呼び覚まされる新たな契約7
丸いステージにじわじわと光の線が広がり、紋様になった。
『力が欲しいか』
場内に低い声が聞こえた。
リックもようやく正気に戻り、起き上がった。ウィルとギルは辺りを見回す。
「ウィル!これはまさかぁ?」
「探していた!やはり封印はここにあったか!」
魔法陣から出た光が上へ突き抜けた。青白いそこから、縞模様の黒い大蛇が姿を見せる。
「海、蛇……?」
その大きさにアルは驚いた。
『何故力を求める……』
二つに分かれた赤い舌をチロチロと細かく動かしながら、大蛇は問う。
「大事なものを守りたい」
国を、友達を、愛した人を。
アルは膝と手を着き、頭を下げた。
どんなにみっともなくても構わない。
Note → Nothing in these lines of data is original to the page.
PR #192, opened 2016-11-03
Make push-build.sh version regex'ing CI-friendly.

### LINKED ISSUE #191: handle release tags as versions correctly
It seems like when a new release is tagged, the release scripts can't parse the version correctly.
https://k8s-gubernator.appspot.com/build/kubernetes-jenkins/logs/kubernetes-build-1.3/138
```
Unable to get latest version from build tree!

kubectl version output:
Client Version: version.Info{Major:"1",
Minor:"3+", GitVersion:"v1.3.11-beta.0",
GitCommit:"759dd0dfb826658c78db42d97b77b9594cd43333", GitTreeState:"clean",
BuildDate:"2016-11-03T19:27:58Z", GoVersion:"go1.6.2", Compiler:"gc",
Platform:"linux/amd64"}
```

The issue seems to be that there's no `.#commits+sha` at the end of the version string, since there are no additional commits on the tag, but https://github.com/kubernetes/release/blob/master/lib/gitlib.sh#L42 expects the `.#commits+sha` suffix.

david-mcmahon:
closes #191 
cc @kubernetes/test-infra-admins

### DIFF
--- a/lib/gitlib_test.sh
+++ b/lib/gitlib_test.sh
@@ -1,0 +1,50 @@
+#!/bin/bash
+#
+# gitlib.sh unit tests
+#
+source $(dirname $(readlink -ne $BASH_SOURCE))/common.sh
+source $TOOL_LIB_PATH/gitlib.sh
+source $TOOL_LIB_PATH/releaselib.sh
+
+##############################################################################
+# TESTING VER_REGEX regex's
+##############################################################################
+echo "Testing VER_REGEX:"
+echo
+# Ex. v1.5.0-alpha.2.435+8c67d08e3a535d
+DOTZERO="v1.4.0"
+SHORT="v1.4.5"
+LONG="v1.4.5-alpha.0"
+SHA="v1.4.5-alpha.0.435+8c67d08e3a535d"
+
+printf "%-40s" "$DOTZERO : "
+if [[ $DOTZERO =~ ${VER_REGEX[dotzero]} ]]; then
+  echo "$PASSED Value: ${BASH_REMATCH[0]}"
+else
+  echo "$FAILED"
+fi
+
+printf "%-40s" "$SHORT : "
+if [[ $SHORT =~ ${VER_REGEX[release]} ]]; then
+  echo "$PASSED Value: ${BASH_REMATCH[0]}"
+else
+  echo "$FAILED"
+fi
+
+printf "%-40s" "$LONG : "
+if [[ $LONG =~ ${VER_REGEX[release]} ]]; then
+  echo "$PASSED Value: ${BASH_REMATCH[0]}"
+else
+  echo "$FAILED"
+fi
+
+printf "%-40s" "$SHA : "
+if [[ $SHA =~ ${VER_REGEX[release]}\.${VER_REGEX[build]} ]]; then
+  echo "$PASSED Value: ${BASH_REMATCH[0]}"
+else
+  echo "$FAILED"
+fi
+
+##############################################################################
+# END TESTING VER_REGEX regex's
+##############################################################################
--- a/push-build.sh
+++ b/push-build.sh
@@ -98,7 +98,7 @@ RELEASE_BUCKET_MIRROR=$FLAGS_bucket_mirror
 [[ $KUBE_GCS_UPDATE_LATEST == "n" ]] && FLAGS_noupdatelatest=1
 
 KUBECTL_OUTPUT=$(cluster/kubectl.sh version --client 2>&1 || true)
-if [[ "$KUBECTL_OUTPUT" =~ GitVersion:\"(${VER_REGEX[release]}\.${VER_REGEX[build]})\", ]]; then
+if [[ "$KUBECTL_OUTPUT" =~ GitVersion:\"(${VER_REGEX[release]}(\.${VER_REGEX[build]})?)\", ]]; then
   LATEST=${BASH_REMATCH[1]}
 else
   logecho "Unable to get latest version from build tree!"


lib/gitlib.sh
```diff
@@ -40,6 +40,7 @@ BRANCH_REGEX="master|release-([0-9]{1,})\.([0-9]{1,})(\.([0-9]{1,}))*$"
 declare -A VER_REGEX=([release]="v(0|[1-9][0-9]*)\.(0|[1-9][0-9]*)\.(0|[1-9][0-9]*)(-alpha|-beta)*\.*(0|[1-9][0-9]*)?"
                       [dotzero]="v(0|[1-9][0-9]*)\.(0|[1-9][0-9]*)\.0$"
                       [build]="([0-9]{1,})\+([0-9a-f]{5,40})"
+                      [cibuild]="([0-9]{1,})\+*([0-9a-f]{5,40})*"
```
ixdy: these should probably be `?`s instead of `*`s? probably not a huge deal though.

ixdy: also I suspect this entire thing should be optional. right now `git describe --tags` prints out `v1.3.11-beta.0` and `v1.4.6-beta.0`, where the 0 comes from the tag. `git` doesn't add a 0 if there are no additional commits past the tag.

ixdy: I'm not saying we should change `VER_REGEX[build]`. what I'm saying is that the bug is when the git branch was just tagged with a release string, it will only match `VER_REGEX[release]` with no additional suffix.

For example,
```console
$ git checkout v1.4.5
HEAD is now at 5a0a696... Kubernetes version v1.4.5
( source hack/lib/version.sh && KUBE_ROOT=$(pwd) kube::version::get_version_vars && kube::version::save_version_vars /dev/stdout )
KUBE_GIT_COMMIT='5a0a696437ad35c133c0c8493f7e9d22b0f9b81b'
KUBE_GIT_TREE_STATE='clean'
KUBE_GIT_VERSION='v1.4.5'
KUBE_GIT_MAJOR='1'
KUBE_GIT_MINOR='4'
```

I'm pretty sure `v1.4.5` will not match `${VER_REGEX[release]}\.${VER_REGEX[cibuild]}`.

david-mcmahon: Ok. Understood.  PTAL.

push-build.sh
```diff
@@ -98,7 +98,7 @@ RELEASE_BUCKET_MIRROR=$FLAGS_bucket_mirror
 [[ $KUBE_GCS_UPDATE_LATEST == "n" ]] && FLAGS_noupdatelatest=1
 
 KUBECTL_OUTPUT=$(cluster/kubectl.sh version --client 2>&1 || true)
-if [[ "$KUBECTL_OUTPUT" =~ GitVersion:\"(${VER_REGEX[release]}\.${VER_REGEX[build]})\", ]]; then
+if [[ "$KUBECTL_OUTPUT" =~ GitVersion:\"(${VER_REGEX[release]}\.${VER_REGEX[cibuild]})?\", ]]; then
```
ixdy: uh, this now makes the entire thing optional. I don't think that's what we want?

ixdy: I don't think we need a separate `[cibuild]` - just change `\.${VER_REGEX[build]}` to `(\.${VER_REGEX[build]})?`.

push-build.sh
```diff
@@ -98,7 +98,7 @@ RELEASE_BUCKET_MIRROR=$FLAGS_bucket_mirror
 [[ $KUBE_GCS_UPDATE_LATEST == "n" ]] && FLAGS_noupdatelatest=1
 
 KUBECTL_OUTPUT=$(cluster/kubectl.sh version --client 2>&1 || true)
-if [[ "$KUBECTL_OUTPUT" =~ GitVersion:\"(${VER_REGEX[release]}\.${VER_REGEX[build]})\", ]]; then
+if [[ "$KUBECTL_OUTPUT" =~ GitVersion:\"((${VER_REGEX[release]}(\.${VER_REGEX[cibuild]})?)\", ]]; then
```
david-mcmahon: Sorry, WIP.  Will PTAL when the time is right.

今は助力に頼るしかない。
「ただの一度きりでも構わない。どうか力を貸してくれ……っ」
『ならば、力を求めよ。我と契約せよ。お前の大事なものを預けよ』
「やめろ!お前を探していたのは俺達だ!ギルと契約を……」
ウィルが慌てて大蛇に手を伸ばすが、青白い光に阻まれてしまった。
大蛇に見てもらえもしない。
舌打ちをして、獏に命じた。
「海蛇を止めろ!」
獏が黒いオーラを纏って突進をする。
しかし、青白い光が獏に当たった瞬間、電撃のような衝撃を与えて獏が床に転がった。
『さあ。差し出せ』
アルは顔を上げた。
「差し出すって言っても、何を……」
『何かを想う強い気持ち、心。契約だ』
「うわ!」
アルの胸が青白く光った。床の紋様と同じ小さな魔法陣が左胸に吸い込まれていった。
それから体が一瞬青白い光を放つ。それが収まったら、アルの体に力が溢れた。
「契約とられてんぞぉお!どうするんだよぉお、ウィル!」
「こうなったら契約者を殺すしかない!殺して契約を破棄させて奪え!立て、獏!」
獏が立ち上がる。ウィルとギルも再び戦闘体勢に入った。
「なんだ?レティのおかげ……なのか?左の違和感がない」
ぼやけて黒くなっていたリックの視界が澄み切っている。
リックは笑いを浮かべた。リックの魔法陣も現れ、目から風が舞って再び鳳凰が現れた。
「アルも契約者になったんだな」
「契約者?」
「ああ。太古の強大な力を持つ生物に自分の大事なものを預け、共有することで契約をかわすんだ」
大きな生物三体がいることで、広い会場も狭く見える。
「獏、もう一度悪夢だ!」
獏は口から勢いよく煙を放った。鳳凰が降りてきてリックはその足に掴まって上空に飛ぶ。
アルの方は、大蛇が尻尾でアルの体を持ち上げ、シャーッと唸った。
そして何処からか大量の海水が津波のように流れて煙を凪ぎ払い、ウィルとギルを襲った。
二人とも流されて獏と一緒に壁に叩きつけられた。